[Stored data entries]
◆ ◆ ◆

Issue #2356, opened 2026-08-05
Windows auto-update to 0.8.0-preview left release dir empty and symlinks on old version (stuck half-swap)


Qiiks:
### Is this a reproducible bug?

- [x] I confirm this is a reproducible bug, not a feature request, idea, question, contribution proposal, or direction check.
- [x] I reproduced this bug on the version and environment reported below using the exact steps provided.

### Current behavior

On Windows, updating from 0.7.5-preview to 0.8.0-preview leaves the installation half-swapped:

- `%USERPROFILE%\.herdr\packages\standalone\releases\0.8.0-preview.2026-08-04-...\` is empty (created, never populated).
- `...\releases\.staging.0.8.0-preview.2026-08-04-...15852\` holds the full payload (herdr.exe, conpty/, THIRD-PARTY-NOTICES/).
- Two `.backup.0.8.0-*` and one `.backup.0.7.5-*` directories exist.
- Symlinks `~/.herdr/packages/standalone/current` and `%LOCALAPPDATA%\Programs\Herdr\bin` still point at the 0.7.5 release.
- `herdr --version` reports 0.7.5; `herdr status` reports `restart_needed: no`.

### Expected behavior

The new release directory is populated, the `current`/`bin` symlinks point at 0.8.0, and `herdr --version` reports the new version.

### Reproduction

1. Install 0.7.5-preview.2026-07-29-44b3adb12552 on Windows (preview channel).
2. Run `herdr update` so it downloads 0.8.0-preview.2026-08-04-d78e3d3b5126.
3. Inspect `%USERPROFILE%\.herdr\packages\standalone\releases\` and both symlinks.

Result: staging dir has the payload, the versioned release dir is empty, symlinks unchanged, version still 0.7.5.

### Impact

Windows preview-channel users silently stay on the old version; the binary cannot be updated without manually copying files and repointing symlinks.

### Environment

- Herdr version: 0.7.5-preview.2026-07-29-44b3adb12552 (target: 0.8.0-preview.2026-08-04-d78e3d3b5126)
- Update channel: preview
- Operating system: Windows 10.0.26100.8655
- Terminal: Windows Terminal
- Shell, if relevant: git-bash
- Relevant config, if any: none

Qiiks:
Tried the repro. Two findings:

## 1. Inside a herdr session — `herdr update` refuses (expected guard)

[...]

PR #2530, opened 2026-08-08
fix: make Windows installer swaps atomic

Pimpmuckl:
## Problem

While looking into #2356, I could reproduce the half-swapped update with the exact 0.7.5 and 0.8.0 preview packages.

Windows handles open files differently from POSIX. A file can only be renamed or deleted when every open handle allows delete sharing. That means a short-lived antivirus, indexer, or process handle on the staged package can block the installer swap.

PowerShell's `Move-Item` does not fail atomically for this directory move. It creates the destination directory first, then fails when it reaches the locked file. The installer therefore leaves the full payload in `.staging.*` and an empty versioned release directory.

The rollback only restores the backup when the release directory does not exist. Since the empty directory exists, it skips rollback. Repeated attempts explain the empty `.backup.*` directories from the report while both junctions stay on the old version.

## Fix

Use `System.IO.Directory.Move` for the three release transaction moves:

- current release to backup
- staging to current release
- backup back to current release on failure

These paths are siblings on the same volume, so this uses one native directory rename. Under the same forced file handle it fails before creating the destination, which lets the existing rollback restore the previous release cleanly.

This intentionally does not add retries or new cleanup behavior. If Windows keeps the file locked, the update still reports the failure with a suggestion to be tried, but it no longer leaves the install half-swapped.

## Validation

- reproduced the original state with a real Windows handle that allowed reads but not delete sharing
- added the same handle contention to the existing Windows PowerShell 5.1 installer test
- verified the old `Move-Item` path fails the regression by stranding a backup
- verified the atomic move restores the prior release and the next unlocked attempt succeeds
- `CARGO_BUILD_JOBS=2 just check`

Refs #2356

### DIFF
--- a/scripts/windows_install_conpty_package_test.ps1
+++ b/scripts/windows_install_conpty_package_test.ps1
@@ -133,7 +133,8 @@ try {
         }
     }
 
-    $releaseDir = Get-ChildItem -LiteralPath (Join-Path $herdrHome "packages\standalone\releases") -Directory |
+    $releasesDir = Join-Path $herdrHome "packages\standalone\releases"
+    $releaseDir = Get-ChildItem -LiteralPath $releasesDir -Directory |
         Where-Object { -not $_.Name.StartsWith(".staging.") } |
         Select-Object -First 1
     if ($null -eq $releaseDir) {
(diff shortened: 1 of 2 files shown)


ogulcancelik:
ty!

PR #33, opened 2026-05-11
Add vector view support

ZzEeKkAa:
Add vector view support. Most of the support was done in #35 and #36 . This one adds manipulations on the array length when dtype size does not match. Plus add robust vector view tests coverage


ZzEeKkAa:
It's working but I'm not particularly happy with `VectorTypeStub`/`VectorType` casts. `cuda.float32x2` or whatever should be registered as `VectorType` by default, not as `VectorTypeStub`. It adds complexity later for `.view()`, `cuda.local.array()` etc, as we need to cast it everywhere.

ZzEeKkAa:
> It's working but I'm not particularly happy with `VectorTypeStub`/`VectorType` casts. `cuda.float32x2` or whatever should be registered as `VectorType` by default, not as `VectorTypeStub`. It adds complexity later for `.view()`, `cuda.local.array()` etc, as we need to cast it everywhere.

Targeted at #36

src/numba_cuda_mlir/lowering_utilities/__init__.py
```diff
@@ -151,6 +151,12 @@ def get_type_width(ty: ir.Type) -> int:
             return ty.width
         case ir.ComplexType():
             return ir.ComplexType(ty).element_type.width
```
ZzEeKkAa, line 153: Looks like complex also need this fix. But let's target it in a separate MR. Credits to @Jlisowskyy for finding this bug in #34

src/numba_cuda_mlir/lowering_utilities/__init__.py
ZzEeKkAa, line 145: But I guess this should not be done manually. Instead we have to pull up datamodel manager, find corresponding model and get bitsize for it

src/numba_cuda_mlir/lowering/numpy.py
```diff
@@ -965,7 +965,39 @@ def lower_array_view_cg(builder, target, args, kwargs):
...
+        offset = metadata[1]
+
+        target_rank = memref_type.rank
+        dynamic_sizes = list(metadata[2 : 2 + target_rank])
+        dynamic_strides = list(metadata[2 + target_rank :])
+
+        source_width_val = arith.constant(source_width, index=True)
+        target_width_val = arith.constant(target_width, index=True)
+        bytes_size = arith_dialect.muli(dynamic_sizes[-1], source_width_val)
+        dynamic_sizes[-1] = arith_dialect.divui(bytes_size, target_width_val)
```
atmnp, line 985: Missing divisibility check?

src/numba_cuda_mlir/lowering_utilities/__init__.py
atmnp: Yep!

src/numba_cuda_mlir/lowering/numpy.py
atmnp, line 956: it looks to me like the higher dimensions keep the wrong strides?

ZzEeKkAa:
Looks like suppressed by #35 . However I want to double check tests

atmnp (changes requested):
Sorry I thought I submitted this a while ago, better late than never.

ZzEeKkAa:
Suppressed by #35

◆ ◆ ◆

▶ **Exercise prompt**
Among the lines above, count those containing "backup", and give only the number.

▶ **Task output**
5